** Information supplied **
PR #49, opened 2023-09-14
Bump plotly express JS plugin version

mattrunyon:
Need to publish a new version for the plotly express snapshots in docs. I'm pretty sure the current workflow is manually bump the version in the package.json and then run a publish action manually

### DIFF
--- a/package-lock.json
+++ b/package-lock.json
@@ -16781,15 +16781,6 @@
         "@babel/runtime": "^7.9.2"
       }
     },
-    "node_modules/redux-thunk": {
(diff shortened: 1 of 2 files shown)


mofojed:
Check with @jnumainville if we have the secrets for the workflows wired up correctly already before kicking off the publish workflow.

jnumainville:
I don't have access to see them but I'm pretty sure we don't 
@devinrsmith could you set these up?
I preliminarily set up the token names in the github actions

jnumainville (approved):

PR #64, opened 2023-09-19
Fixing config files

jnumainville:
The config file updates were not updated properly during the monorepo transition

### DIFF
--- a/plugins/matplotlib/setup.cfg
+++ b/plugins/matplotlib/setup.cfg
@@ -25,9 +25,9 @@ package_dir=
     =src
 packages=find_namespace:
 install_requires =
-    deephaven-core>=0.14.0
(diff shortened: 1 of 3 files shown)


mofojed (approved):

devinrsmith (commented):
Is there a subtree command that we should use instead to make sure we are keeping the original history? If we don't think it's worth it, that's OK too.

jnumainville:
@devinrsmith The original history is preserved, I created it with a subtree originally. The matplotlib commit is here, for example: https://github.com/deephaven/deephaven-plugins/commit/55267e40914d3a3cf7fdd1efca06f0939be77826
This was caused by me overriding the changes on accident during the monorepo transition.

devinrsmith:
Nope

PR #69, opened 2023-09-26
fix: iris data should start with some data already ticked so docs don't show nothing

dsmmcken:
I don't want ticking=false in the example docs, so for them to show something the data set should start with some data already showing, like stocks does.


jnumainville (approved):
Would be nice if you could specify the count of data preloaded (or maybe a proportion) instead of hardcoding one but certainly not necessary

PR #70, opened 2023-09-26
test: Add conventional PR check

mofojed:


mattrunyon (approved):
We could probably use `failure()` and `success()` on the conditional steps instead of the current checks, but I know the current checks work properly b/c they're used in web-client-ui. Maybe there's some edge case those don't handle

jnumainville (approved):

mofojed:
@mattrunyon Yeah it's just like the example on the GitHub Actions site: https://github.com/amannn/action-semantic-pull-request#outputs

--

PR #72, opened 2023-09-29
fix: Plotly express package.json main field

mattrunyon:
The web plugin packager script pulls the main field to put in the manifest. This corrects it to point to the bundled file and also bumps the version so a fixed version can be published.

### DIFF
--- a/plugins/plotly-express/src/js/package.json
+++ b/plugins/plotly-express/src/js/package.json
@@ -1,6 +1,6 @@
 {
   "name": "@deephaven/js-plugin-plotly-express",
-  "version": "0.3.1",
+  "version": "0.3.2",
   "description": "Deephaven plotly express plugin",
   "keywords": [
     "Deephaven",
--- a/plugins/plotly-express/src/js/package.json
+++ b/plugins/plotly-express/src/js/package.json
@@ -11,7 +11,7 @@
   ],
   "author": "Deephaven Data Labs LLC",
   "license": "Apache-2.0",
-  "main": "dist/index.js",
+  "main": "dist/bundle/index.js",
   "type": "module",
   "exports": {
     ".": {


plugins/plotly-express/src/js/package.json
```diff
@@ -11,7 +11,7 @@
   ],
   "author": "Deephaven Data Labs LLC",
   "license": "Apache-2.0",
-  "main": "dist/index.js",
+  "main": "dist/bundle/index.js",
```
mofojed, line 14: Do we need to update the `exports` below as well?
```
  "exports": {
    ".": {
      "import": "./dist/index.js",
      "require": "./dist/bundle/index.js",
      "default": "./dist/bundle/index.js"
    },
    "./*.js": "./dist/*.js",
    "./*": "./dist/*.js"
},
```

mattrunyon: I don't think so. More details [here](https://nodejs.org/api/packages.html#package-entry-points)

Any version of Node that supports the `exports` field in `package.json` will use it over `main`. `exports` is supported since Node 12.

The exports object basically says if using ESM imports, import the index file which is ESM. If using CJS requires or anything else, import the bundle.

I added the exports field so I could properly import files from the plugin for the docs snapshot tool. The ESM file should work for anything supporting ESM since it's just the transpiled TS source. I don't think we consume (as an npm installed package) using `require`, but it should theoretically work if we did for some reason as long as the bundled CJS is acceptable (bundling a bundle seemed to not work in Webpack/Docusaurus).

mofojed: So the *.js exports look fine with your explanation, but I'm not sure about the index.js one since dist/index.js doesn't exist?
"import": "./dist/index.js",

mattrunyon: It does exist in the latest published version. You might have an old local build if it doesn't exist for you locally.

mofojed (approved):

** What you need to do **
The word "using" appears on some lines of the data above; say how many such lines there are, with nothing else.

** Your solution **
2